Dataset excerpts
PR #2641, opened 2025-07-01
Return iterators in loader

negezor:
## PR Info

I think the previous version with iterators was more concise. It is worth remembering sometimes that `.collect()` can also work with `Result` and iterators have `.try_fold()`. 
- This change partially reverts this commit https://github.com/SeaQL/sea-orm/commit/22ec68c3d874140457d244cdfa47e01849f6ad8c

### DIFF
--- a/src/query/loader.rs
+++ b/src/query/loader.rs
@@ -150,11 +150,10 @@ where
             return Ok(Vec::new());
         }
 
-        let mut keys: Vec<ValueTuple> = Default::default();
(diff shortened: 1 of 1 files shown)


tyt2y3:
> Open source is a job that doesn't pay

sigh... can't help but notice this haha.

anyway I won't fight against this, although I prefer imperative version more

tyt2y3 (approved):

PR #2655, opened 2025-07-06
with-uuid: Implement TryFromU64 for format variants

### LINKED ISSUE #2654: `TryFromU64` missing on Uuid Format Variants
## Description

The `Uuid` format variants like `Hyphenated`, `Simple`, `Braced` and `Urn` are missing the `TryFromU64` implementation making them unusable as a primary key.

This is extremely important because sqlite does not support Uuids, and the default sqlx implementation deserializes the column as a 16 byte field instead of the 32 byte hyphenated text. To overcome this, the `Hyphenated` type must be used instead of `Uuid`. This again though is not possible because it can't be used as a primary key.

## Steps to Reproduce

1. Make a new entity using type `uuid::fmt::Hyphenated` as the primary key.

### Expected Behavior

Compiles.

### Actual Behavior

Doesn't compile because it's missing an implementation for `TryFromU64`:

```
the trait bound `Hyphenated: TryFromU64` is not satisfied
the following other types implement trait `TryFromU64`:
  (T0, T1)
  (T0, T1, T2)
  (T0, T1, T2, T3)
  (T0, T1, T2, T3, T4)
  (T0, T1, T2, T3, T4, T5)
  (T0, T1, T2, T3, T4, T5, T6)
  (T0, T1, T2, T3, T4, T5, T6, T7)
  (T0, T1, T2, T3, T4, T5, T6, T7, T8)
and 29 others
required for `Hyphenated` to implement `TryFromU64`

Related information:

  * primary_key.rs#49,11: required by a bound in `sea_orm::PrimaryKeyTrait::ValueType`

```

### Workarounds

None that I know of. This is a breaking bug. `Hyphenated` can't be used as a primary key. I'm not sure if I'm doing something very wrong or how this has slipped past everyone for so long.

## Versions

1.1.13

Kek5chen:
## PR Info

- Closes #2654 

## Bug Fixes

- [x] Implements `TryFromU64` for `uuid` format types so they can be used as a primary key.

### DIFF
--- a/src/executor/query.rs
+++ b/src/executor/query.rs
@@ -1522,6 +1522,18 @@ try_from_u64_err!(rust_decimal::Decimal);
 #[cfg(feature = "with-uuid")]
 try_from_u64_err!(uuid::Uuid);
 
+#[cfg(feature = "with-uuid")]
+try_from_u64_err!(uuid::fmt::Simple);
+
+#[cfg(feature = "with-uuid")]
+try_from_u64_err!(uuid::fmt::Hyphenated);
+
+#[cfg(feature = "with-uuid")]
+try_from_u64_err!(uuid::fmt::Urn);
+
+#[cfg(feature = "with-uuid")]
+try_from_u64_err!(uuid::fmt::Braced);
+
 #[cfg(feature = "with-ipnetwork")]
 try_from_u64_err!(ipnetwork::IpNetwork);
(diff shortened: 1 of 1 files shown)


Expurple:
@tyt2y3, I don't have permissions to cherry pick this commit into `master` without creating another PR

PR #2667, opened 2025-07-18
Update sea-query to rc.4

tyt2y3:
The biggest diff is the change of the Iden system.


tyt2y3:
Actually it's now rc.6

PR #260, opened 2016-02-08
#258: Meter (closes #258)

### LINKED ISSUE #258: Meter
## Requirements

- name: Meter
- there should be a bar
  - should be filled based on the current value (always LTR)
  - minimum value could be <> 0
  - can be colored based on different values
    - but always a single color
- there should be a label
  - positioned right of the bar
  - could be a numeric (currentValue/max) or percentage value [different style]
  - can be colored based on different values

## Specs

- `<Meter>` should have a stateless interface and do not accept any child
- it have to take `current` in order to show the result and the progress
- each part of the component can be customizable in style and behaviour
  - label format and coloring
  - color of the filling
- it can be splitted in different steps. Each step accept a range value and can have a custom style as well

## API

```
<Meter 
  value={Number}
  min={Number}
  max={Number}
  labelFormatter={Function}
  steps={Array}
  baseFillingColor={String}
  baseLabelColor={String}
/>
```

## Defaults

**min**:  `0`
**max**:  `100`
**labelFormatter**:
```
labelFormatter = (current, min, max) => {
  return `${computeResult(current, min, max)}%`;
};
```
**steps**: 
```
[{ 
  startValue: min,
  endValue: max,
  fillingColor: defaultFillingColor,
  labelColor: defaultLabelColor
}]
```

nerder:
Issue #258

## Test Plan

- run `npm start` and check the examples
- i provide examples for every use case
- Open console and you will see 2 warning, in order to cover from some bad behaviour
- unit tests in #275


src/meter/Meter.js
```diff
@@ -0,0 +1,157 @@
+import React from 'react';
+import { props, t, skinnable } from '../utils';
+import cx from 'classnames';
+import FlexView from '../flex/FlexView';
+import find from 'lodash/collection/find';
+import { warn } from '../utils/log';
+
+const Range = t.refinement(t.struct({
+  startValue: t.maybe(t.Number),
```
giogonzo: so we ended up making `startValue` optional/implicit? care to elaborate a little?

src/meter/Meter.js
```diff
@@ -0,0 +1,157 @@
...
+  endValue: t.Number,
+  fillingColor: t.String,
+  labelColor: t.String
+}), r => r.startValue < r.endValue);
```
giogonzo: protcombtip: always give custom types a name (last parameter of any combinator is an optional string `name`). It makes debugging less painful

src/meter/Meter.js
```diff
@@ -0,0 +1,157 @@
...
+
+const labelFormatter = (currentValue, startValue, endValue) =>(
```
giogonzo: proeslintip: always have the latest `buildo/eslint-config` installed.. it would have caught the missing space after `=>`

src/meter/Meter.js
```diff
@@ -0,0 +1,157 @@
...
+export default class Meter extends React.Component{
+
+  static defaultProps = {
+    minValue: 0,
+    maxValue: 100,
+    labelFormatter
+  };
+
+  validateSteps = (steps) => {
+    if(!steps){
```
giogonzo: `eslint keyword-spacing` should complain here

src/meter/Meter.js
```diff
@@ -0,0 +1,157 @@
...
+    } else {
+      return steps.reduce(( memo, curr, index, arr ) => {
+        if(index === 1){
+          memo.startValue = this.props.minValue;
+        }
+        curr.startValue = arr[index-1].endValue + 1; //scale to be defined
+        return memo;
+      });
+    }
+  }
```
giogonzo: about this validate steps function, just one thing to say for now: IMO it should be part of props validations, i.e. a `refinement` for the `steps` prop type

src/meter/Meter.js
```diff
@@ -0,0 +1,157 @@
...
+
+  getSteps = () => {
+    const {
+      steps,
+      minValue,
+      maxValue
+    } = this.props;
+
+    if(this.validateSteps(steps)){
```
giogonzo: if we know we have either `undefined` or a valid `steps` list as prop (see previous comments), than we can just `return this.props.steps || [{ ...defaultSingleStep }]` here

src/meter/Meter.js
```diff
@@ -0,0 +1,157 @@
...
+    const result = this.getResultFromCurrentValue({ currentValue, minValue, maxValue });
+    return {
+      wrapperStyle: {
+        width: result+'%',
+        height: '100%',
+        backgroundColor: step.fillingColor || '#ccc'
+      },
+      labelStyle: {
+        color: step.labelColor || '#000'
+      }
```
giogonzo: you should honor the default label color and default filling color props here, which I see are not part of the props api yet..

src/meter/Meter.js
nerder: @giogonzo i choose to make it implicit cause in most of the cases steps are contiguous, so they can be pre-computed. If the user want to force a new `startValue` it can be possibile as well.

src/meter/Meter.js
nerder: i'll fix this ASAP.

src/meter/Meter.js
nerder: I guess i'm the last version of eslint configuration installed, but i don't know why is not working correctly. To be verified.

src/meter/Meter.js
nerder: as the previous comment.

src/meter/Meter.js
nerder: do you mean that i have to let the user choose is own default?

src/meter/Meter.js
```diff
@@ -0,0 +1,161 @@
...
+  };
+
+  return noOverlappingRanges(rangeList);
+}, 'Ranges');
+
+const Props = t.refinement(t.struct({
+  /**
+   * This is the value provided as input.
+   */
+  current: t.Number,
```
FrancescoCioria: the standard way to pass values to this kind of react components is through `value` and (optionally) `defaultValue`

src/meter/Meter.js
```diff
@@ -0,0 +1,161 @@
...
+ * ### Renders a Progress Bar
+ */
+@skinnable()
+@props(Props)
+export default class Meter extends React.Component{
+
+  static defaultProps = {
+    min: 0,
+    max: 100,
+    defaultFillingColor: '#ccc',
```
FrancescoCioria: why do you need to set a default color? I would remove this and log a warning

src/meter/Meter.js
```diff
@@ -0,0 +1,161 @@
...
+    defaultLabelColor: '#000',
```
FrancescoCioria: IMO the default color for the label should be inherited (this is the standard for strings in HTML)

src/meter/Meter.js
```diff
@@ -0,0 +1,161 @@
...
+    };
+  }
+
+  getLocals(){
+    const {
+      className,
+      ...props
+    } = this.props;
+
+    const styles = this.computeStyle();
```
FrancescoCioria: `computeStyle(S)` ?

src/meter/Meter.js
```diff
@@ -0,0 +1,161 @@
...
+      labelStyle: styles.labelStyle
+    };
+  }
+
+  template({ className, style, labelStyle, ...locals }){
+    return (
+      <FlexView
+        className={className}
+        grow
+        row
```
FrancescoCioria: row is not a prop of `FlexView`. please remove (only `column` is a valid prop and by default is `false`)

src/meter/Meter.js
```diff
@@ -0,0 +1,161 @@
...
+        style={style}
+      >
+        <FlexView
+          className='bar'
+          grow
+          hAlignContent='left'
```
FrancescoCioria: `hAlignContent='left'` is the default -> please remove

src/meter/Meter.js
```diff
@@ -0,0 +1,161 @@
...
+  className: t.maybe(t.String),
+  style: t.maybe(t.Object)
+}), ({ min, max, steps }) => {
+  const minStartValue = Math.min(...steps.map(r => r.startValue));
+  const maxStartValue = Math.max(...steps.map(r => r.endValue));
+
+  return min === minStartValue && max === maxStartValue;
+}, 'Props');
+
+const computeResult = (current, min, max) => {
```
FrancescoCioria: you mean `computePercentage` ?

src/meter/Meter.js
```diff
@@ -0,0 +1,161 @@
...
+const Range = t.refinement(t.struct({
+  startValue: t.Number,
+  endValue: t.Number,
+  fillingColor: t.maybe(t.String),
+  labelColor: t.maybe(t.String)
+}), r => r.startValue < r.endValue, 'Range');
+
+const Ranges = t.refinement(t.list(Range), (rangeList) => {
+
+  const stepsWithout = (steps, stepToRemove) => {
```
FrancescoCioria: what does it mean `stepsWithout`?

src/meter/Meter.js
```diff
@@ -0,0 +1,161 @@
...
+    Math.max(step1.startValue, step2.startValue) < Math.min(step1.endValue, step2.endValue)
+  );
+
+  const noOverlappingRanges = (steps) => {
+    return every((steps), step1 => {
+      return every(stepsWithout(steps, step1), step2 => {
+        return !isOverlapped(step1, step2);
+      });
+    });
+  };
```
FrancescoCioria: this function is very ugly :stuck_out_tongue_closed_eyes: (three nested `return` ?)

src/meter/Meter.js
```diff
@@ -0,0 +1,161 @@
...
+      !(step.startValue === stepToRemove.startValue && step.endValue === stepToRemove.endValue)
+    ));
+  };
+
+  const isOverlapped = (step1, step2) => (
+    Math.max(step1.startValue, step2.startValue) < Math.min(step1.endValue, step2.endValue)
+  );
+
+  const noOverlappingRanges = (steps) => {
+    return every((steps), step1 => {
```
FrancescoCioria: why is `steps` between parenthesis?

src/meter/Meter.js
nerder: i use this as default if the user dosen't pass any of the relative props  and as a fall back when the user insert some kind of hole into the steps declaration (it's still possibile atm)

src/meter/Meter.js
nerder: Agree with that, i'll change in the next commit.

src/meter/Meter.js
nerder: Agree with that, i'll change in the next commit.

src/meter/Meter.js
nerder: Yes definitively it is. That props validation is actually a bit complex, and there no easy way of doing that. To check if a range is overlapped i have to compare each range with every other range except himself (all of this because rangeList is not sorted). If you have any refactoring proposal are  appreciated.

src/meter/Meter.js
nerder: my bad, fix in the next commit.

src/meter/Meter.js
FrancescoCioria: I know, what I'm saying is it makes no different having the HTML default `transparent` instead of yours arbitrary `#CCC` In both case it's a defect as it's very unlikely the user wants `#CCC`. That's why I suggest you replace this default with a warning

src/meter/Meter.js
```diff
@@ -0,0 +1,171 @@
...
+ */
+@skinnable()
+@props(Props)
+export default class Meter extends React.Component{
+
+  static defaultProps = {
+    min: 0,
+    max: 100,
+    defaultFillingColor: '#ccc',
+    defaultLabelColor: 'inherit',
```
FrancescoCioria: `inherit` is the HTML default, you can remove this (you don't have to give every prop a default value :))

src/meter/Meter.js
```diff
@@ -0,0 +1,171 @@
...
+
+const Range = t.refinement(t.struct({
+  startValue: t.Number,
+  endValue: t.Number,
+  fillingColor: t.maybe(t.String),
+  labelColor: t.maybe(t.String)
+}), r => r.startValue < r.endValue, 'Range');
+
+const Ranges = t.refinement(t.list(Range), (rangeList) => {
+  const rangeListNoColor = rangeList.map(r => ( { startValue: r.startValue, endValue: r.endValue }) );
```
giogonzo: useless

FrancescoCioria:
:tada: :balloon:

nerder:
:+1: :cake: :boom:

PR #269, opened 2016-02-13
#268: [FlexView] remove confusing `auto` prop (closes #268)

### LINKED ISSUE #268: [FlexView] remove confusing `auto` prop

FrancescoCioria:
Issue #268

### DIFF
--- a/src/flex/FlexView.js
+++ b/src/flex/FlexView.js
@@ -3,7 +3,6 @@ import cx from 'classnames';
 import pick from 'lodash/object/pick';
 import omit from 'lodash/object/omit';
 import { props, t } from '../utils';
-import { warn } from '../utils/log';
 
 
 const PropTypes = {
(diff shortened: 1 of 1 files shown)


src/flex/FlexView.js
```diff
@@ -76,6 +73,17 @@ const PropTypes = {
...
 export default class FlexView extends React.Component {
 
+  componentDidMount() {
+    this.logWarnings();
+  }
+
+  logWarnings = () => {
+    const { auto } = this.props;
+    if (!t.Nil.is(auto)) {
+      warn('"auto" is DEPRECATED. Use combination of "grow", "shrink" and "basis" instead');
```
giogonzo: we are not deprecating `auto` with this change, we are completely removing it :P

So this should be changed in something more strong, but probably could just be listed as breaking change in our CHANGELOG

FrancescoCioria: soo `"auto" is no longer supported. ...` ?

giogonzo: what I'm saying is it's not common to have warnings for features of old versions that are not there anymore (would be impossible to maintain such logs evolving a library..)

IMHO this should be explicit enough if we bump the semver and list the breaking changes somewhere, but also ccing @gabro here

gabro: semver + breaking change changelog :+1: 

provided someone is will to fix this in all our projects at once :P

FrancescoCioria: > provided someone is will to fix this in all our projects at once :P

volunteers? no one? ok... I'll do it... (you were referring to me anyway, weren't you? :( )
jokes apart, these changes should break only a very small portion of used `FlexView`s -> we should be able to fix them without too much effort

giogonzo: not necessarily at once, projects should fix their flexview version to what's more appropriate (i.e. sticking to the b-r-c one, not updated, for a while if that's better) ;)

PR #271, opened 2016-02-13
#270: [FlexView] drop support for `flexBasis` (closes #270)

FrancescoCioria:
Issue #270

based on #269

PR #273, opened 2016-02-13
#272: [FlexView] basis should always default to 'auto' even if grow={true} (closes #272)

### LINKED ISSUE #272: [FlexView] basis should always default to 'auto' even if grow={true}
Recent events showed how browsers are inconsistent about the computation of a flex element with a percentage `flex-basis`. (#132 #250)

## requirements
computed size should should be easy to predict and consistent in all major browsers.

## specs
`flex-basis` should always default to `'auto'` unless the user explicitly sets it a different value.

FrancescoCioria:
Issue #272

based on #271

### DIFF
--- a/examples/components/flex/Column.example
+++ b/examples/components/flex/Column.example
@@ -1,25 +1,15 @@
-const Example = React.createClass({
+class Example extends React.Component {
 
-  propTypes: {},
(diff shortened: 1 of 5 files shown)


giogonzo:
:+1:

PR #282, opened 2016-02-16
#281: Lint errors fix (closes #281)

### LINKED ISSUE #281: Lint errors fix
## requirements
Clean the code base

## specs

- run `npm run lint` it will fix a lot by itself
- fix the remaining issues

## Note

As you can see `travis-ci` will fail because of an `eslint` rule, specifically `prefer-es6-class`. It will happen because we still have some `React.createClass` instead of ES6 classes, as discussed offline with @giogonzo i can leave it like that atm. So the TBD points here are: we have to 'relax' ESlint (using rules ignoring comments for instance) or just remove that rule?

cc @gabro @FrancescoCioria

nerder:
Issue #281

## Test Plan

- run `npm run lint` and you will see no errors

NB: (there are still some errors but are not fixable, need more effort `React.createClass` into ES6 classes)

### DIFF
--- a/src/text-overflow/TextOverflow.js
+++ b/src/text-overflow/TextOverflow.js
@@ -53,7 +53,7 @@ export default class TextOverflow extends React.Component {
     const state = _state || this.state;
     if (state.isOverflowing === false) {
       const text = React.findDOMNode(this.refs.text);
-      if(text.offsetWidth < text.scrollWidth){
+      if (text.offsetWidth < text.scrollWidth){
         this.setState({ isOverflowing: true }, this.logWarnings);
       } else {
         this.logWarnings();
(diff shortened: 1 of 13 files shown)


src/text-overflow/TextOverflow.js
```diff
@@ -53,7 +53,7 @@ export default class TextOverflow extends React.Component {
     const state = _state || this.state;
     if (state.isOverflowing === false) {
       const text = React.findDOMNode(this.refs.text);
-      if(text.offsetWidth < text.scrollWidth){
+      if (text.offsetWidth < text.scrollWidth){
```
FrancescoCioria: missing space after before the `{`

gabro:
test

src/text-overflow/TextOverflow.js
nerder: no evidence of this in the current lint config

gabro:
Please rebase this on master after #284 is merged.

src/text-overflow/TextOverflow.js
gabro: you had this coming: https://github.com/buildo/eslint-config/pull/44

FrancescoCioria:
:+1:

### Required work
Above are records; count the lines among them that include the word "something", and give only the number.

### Task answer
2